Saturday, March 21, 2015

Saturday Tutoring #4

March 21st, 2015

Today, I tutored a little girl named Evelyn who was in fifth grade. I also remember having tutored her last year. She is one of the only white students in the program. 

Since Case Western was still on spring break during this tutoring session, the room for fifth and sixth graders was incredibly crowded. Many people were even on the floor, sitting on bean bag chairs and pillows. Luckily, Evelyn and I found a spot at the end of a table which was much more comfortable.

Evelyn mostly needed to work on math during the session. She was working on dividing decimals in her math class--something I hadn’t done by hand in a long time. At first, Evelyn was really struggling with this topic and had no idea how to do the problem. I am not sure if she learned it in school but still found it difficult or if it was brand new material for her. Either way, I tried to think of a way that would be the easiest for her.

One method that usually makes students more excited or willing to math is by using white boards. It also makes it easier for me, as the tutor, to show her example problems. I went over to the table in the room to grab some white boards and Expo markers, but almost all of the boards were dirty and dented. Additionally, none of the markers worked; in fact, most didn’t have tips at all. Because of this, I am thinking about donating some supplies to the Saturday Tutoring Program or holding a drive for next school year. Even though I will no longer be tutoring there at this time, I think that the program would benefit greatly from new school supplies.

Anyway, I’ll now get back to telling the story of Evelyn. While she could not initially divide with decimals, Evelyn was very good at normal long division. As a result, I showed her that you could move the decimal place over to make divisor a whole number. From there, you could carry out long division normally. At the end when you get the answer, you just had to remember to move the decimal place back to where it’s supposed to go.

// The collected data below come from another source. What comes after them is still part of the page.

PR #22368, opened 2023-03-23
Add chemnlp to conda.

knc6:
Checklist
- [x] Build number is 0.

### DIFF
--- a/recipes/chemnlp/chemnlp/meta.yaml
+++ b/recipes/chemnlp/chemnlp/meta.yaml
@@ -1,0 +1,55 @@
+{% set name = "chemnlp" %}
+{% set version = "2023.3.4" %}
+
+
+package:
+  name: {{ name|lower }}
+  version: {{ version }}
+
+source:
+  url: https://pypi.io/packages/source/{{ name[0] }}/{{ name }}/chemnlp-{{ version }}.tar.gz
+  sha256: b2709f8eb6c0d167aef1ad9c6dc345b73fe3023797e1fc71174de01a5c3a2398 
+
+build:
+  number: 0
+  noarch: python
+  entry_points:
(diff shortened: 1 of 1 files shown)


recipes/alignn/meta.yaml
dopplershift, line 1: Please don't modify other recipe files, this can cause problems.

knc6: Hi, [chemnlp ](https://github.com/usnistgov/chemnlp) and [alignn ](https://github.com/usnistgov/alignn) are two different repos.
I want to add only chemnlp to conda-froge and not alignn at the moment.
I thought we need to keep example recipe only according to docs.

dopplershift: It's confusing because the diff in this PR shows the file being deleted, which should indicate removal of a file that's present in the upstream repository (i.e. conda-forge/staged-recipes). Looks like that file was only present (and removed) in #16794 (by you).

Regardless, it's not present now so I guess we can ignore the diff here.

recipes/chemnlp/meta.yaml
```diff
@@ -0,0 +1,55 @@
...
+  host:
+    - pip
+    - python >=3.7
+  run:
+    - numpy >=1.22.0
+    - scipy >=1.6.3
+    - jarvis-tools >=2021.07.19
+    - chemdataextractor >=1.3.0
+    - matplotlib-base >=3.4.1
+    - pandas ==1.2.4
```
dopplershift, line 30: Is this tight pinning of pandas necessary? I don't see it in upstream's `setup.py`?

knc6: Just modified the file.

dopplershift (approved):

This method made a lot of sense to Evelyn and I was glad that I found a way that made the process a lot easier for her. She had a worksheet with twenty-five problems on division with decimals and actually finished it rather quickly. As she went along, I checked her answers and almost all were right. The only mistake she made was forgetting to move the decimal back to where it is supposed to go at the end of the problem. However, after reminding her of this, she was able to complete the worksheet correctly. 

After doing about twenty-five long division problems, I decided that it was probably time for a change of pace. I asked Evelyn what her favorite subject in school was, and she told me that it was science. I went to look for books that were about science and found them in a classroom set. However, these books featured writing that is typically found on a standardized test such as the OGT, so the content was not the most engaging or interesting in the world. Despite this, I ended up finding a book about cells and another about outer space, both of which Evelyn read for a while. 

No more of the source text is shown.